Among the lines of the records, count those containing the word "kept", then give the number alone.

> MATERIAL SUPPLIED:
■ ■ ■ ■ ■ ■ ■
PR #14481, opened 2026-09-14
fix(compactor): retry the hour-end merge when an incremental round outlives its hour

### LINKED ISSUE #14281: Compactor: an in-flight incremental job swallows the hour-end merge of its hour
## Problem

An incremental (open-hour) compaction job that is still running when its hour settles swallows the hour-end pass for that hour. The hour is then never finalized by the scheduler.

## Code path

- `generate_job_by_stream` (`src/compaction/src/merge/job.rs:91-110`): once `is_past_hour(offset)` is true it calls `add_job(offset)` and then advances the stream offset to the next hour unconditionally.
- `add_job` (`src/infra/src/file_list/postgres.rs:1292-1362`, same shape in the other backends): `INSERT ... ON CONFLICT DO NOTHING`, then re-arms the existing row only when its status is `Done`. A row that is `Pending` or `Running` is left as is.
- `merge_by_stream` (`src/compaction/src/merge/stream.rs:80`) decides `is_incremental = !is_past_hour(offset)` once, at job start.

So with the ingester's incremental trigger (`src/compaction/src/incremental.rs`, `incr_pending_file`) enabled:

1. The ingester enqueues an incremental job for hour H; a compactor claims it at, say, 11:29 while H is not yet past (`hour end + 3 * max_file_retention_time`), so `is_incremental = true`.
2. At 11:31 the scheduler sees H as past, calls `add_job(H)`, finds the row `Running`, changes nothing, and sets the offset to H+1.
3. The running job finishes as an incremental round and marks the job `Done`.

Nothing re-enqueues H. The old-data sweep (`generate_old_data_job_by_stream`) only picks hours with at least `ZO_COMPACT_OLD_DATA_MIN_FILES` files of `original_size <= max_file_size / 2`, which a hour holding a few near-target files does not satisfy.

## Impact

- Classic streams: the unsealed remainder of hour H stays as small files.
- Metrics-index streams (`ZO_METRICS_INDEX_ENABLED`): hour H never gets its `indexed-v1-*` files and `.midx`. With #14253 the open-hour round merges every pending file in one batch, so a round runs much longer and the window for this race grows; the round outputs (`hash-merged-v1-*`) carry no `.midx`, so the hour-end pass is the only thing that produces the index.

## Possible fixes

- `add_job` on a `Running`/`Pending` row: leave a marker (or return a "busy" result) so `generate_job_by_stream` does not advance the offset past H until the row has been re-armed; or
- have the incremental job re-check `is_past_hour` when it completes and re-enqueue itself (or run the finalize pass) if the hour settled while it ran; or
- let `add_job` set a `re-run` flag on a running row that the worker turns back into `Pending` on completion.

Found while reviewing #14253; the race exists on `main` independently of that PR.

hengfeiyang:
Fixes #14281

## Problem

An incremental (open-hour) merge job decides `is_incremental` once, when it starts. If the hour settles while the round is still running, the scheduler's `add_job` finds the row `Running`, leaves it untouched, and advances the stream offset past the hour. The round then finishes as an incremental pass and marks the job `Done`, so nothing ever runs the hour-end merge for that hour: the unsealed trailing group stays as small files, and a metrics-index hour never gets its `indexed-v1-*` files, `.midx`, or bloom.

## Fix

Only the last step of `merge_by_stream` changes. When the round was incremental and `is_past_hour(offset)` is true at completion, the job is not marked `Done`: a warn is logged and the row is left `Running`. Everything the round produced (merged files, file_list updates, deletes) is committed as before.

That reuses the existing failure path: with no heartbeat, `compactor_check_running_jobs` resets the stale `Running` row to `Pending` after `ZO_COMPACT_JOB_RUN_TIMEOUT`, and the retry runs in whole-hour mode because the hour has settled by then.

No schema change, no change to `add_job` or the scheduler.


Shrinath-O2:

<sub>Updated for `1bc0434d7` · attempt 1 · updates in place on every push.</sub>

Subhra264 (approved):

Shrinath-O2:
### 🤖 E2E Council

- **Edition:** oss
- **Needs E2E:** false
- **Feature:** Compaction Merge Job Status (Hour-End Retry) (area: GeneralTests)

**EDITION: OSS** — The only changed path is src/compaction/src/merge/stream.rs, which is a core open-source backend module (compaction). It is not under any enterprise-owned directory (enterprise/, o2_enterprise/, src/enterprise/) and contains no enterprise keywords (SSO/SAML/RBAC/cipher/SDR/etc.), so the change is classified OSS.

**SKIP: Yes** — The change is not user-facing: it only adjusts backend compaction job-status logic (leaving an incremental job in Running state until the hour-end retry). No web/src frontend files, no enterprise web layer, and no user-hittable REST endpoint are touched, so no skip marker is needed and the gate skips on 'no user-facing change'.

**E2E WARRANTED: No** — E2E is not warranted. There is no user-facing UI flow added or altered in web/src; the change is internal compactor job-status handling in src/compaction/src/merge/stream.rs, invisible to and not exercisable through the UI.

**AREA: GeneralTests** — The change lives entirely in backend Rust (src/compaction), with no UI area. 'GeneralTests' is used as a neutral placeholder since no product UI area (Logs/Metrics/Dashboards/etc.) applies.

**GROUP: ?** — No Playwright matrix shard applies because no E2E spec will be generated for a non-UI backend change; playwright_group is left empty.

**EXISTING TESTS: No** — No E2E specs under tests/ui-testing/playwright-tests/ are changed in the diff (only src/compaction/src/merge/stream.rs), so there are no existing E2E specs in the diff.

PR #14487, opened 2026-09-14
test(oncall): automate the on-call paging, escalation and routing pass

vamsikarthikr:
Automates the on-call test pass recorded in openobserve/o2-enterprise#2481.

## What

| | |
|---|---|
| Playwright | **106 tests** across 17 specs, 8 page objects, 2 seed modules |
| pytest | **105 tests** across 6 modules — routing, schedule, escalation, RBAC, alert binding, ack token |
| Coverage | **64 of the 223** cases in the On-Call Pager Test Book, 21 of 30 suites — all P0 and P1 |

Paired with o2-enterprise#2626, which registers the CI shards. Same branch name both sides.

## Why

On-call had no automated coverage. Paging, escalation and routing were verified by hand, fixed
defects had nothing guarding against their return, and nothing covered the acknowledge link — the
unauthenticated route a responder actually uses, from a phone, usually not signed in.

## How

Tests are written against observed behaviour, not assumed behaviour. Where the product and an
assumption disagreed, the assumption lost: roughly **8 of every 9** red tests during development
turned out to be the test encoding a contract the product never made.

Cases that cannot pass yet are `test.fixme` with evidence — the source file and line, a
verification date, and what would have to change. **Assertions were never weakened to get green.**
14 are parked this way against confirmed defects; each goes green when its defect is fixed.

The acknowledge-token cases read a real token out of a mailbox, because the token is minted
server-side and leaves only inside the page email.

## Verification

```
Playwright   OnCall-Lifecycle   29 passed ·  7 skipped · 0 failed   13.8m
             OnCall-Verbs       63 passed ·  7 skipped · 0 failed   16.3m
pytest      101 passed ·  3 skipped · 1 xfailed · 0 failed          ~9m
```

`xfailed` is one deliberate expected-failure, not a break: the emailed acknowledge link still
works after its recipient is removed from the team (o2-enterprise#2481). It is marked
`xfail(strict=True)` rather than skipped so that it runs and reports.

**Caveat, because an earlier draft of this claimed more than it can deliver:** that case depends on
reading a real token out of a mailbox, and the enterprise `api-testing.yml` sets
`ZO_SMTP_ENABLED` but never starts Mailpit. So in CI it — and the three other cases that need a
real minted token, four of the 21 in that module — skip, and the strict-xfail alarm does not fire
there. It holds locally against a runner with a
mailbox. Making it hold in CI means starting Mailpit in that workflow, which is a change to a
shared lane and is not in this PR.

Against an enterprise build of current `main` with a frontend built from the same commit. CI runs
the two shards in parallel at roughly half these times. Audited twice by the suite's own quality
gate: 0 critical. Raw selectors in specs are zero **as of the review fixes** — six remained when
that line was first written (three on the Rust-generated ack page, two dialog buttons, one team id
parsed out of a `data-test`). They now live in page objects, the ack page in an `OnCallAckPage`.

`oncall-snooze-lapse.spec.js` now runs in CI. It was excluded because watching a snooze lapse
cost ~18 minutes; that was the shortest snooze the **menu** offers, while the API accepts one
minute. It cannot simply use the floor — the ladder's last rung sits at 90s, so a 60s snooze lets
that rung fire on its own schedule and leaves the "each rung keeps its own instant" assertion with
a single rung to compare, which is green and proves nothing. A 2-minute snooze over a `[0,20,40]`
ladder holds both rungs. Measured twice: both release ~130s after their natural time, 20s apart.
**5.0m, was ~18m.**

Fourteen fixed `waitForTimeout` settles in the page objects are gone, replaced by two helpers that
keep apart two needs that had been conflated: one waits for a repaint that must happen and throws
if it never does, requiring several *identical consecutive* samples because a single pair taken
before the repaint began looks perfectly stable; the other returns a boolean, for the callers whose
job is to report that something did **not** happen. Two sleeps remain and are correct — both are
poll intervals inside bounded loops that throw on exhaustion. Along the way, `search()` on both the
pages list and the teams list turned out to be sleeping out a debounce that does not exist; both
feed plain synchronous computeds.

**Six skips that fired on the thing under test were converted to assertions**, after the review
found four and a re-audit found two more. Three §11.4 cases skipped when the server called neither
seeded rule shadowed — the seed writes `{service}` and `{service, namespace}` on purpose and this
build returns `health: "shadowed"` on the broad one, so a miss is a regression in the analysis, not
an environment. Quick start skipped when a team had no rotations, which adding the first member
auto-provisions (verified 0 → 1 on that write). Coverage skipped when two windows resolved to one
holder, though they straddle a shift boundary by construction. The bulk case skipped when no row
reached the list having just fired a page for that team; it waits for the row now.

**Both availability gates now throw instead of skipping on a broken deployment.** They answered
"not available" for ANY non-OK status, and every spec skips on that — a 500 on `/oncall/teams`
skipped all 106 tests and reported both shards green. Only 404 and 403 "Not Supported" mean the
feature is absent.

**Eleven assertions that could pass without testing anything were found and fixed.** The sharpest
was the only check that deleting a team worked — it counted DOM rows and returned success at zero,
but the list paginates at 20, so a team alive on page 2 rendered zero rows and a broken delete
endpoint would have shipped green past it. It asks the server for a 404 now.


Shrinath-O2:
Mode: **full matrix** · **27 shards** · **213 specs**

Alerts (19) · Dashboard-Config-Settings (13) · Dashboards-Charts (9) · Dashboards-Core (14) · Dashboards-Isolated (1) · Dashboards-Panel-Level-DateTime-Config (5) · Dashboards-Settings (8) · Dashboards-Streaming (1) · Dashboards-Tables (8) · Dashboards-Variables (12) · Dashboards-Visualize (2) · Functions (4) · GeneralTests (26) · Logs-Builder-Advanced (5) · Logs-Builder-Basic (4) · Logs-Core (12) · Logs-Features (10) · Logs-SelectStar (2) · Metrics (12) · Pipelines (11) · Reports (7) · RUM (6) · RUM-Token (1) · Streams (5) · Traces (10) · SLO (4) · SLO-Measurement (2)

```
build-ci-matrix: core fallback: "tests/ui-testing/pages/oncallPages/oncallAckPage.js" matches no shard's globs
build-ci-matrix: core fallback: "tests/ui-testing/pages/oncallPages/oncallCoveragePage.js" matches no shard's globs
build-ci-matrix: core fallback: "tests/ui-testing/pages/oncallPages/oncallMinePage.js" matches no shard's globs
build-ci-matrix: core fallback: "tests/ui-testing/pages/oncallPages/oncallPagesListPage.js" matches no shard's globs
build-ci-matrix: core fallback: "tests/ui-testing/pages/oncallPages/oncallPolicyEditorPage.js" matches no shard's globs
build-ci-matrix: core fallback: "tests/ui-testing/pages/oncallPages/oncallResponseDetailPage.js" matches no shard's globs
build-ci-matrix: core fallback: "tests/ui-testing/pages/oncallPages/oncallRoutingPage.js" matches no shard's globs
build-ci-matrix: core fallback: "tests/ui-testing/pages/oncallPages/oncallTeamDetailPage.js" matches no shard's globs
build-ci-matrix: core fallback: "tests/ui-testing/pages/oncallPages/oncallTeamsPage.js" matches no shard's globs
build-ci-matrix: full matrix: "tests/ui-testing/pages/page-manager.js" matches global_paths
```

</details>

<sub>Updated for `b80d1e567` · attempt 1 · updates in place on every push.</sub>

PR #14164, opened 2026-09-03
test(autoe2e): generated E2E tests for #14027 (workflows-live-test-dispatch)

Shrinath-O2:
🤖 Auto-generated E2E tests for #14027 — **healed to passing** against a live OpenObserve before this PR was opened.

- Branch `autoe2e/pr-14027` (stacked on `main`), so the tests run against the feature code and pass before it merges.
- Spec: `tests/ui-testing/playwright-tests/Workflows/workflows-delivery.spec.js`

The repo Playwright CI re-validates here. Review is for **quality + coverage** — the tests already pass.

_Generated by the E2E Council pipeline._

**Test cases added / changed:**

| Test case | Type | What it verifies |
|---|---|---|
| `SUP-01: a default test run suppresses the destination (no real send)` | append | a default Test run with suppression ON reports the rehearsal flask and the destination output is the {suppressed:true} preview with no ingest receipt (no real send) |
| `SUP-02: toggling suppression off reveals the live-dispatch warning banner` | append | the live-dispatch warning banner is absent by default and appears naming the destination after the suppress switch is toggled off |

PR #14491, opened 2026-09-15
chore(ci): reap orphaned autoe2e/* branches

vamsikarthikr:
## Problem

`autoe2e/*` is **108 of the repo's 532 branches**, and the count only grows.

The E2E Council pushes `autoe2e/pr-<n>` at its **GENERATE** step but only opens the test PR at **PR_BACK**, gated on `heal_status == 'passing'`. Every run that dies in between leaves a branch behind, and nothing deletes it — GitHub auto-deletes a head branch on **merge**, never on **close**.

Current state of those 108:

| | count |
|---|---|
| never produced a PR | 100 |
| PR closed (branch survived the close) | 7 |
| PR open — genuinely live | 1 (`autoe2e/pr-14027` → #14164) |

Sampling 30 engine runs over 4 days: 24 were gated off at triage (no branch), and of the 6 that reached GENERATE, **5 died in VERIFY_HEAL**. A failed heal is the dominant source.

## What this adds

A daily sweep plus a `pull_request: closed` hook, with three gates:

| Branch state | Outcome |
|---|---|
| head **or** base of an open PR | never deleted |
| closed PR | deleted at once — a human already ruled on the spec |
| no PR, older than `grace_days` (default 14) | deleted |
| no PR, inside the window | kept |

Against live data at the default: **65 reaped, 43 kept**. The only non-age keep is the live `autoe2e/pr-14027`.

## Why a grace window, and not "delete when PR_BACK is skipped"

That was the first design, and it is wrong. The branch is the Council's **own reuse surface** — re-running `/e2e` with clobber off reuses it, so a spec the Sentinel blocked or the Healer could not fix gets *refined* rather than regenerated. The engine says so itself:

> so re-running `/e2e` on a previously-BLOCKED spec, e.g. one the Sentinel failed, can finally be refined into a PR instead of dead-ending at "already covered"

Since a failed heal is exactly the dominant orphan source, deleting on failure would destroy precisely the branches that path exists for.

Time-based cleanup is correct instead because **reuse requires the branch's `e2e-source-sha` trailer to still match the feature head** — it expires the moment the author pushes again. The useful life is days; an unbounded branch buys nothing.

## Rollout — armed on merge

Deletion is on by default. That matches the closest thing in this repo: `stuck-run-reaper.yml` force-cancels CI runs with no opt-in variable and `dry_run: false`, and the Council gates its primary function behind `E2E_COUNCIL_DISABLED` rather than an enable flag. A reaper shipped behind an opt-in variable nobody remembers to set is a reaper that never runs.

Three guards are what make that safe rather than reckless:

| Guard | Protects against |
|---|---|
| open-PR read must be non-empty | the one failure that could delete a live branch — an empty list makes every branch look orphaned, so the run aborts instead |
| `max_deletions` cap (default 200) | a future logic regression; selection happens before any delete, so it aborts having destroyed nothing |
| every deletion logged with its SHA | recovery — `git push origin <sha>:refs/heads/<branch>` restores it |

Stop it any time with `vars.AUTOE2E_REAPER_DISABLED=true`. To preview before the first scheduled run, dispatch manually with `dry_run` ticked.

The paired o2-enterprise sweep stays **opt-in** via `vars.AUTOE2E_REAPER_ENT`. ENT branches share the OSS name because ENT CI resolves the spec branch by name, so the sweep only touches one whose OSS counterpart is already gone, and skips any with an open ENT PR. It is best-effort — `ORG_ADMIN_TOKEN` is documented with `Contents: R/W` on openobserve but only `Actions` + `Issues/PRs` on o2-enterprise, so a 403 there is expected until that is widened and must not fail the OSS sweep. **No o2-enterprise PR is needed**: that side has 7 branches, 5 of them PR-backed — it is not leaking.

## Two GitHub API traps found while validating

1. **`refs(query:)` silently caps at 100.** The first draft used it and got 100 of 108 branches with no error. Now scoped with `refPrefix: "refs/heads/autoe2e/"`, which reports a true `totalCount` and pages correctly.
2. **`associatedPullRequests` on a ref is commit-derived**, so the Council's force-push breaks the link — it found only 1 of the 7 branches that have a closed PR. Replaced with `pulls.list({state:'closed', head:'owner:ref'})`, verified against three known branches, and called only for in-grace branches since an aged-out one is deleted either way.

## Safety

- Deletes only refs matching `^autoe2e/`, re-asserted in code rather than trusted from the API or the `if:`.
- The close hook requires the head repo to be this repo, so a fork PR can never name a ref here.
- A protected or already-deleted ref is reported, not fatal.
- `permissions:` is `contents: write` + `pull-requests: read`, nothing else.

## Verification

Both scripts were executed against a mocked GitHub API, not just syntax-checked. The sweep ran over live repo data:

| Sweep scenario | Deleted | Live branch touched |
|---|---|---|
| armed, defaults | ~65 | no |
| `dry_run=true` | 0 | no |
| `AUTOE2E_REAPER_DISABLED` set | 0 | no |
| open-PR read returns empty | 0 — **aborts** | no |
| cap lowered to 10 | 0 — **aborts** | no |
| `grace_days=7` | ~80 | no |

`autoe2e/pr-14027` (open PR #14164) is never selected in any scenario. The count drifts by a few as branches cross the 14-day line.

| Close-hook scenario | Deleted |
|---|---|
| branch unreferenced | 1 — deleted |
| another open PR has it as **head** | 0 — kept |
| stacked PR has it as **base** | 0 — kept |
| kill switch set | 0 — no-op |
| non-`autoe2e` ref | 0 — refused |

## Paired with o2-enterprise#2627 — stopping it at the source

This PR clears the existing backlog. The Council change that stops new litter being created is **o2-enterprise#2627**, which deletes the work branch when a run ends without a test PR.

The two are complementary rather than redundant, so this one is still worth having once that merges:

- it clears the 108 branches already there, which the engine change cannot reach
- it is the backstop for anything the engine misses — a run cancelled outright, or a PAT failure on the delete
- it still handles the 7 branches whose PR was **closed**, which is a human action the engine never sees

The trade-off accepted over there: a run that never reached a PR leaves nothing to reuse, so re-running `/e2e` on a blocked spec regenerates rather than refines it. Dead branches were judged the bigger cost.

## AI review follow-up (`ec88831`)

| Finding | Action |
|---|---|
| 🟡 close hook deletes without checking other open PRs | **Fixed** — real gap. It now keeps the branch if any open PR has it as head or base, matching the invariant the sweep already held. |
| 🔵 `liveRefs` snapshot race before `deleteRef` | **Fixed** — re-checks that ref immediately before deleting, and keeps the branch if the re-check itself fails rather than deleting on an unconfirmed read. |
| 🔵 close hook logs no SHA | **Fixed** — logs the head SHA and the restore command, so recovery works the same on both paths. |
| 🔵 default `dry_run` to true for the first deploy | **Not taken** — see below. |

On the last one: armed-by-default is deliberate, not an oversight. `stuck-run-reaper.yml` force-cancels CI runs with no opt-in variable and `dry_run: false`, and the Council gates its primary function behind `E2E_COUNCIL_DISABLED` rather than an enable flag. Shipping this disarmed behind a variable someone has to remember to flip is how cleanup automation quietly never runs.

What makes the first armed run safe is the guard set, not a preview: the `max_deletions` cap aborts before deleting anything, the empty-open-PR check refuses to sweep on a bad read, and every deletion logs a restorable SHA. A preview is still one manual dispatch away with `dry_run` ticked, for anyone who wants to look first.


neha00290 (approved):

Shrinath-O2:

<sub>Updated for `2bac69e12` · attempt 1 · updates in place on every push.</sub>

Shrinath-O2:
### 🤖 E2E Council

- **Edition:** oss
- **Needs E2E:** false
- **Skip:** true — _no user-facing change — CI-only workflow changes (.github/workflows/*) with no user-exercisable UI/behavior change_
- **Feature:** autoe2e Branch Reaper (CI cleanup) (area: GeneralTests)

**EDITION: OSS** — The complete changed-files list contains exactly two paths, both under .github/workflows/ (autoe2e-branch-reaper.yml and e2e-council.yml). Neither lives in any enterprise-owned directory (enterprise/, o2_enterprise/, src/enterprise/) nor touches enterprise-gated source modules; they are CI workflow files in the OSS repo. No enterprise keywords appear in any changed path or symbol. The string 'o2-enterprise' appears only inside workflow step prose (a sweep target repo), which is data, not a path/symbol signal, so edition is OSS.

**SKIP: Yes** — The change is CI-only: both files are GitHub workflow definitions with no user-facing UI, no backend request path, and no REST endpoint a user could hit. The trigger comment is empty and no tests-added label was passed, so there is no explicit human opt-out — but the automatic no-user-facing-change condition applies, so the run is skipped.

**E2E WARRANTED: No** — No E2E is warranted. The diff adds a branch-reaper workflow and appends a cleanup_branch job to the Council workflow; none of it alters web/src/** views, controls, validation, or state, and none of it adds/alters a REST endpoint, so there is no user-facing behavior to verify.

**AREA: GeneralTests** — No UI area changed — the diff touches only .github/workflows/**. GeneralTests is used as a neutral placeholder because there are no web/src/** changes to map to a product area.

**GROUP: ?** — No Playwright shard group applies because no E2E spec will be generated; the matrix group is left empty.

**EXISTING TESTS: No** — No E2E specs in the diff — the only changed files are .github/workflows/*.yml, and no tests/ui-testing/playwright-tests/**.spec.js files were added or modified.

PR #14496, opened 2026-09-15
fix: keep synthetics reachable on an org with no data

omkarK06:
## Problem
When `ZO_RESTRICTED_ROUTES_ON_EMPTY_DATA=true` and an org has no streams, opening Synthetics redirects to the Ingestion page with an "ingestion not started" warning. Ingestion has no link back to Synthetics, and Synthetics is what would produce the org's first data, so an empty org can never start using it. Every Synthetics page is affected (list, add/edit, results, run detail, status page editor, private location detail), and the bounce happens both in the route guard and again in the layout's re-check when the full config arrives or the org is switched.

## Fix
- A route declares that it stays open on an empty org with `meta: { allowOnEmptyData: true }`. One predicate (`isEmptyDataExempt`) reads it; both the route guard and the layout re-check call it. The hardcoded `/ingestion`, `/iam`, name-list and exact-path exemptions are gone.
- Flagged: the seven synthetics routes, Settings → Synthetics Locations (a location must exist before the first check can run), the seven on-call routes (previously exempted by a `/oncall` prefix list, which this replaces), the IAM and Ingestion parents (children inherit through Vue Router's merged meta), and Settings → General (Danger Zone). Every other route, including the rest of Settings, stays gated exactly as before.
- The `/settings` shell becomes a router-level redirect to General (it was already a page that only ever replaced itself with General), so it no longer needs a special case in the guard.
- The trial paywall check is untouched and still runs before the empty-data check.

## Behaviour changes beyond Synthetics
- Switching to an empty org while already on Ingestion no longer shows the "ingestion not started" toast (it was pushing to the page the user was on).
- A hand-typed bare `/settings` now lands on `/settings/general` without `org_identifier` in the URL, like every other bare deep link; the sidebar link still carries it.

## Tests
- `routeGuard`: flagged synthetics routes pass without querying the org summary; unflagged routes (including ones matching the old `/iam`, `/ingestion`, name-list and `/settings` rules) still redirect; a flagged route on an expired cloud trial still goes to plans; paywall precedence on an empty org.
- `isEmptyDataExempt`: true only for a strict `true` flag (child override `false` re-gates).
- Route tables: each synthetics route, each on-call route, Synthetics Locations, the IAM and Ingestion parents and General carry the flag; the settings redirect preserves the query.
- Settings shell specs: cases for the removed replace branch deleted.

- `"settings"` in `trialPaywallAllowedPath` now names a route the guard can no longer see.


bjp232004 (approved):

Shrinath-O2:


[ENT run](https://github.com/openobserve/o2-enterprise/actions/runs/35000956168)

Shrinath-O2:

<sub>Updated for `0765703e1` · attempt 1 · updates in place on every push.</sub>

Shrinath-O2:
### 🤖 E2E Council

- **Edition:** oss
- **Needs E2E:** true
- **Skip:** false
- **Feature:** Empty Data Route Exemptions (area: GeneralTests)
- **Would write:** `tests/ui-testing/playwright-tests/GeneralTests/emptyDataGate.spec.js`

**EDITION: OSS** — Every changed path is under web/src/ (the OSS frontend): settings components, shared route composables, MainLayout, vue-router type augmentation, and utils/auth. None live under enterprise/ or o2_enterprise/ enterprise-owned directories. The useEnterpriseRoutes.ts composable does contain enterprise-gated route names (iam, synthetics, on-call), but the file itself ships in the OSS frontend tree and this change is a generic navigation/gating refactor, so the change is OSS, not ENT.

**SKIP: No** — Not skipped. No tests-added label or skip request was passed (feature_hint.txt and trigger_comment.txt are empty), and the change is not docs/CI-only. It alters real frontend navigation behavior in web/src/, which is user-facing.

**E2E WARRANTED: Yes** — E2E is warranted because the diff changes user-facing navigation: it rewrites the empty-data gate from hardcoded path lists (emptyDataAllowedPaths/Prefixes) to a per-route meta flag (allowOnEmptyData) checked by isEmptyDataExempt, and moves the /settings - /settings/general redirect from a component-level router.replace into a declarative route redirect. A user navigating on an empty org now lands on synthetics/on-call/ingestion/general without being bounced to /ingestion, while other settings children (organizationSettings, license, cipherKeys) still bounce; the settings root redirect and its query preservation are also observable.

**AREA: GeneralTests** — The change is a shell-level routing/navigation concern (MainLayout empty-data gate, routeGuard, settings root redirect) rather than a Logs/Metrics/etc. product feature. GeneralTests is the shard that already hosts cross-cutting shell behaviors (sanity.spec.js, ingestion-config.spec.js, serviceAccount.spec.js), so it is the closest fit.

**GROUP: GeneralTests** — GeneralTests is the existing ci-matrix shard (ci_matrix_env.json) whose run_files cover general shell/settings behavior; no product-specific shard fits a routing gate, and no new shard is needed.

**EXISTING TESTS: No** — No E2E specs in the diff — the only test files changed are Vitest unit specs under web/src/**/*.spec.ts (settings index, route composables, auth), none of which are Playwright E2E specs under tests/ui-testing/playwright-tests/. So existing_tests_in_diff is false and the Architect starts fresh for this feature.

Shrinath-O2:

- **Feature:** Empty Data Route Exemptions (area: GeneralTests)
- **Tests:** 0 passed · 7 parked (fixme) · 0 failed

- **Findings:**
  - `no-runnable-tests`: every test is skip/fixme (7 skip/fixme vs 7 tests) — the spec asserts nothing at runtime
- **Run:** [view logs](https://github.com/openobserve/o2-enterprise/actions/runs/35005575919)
■ ■ ■ ■ ■ ■ ■
> WRITTEN RESPONSE: 4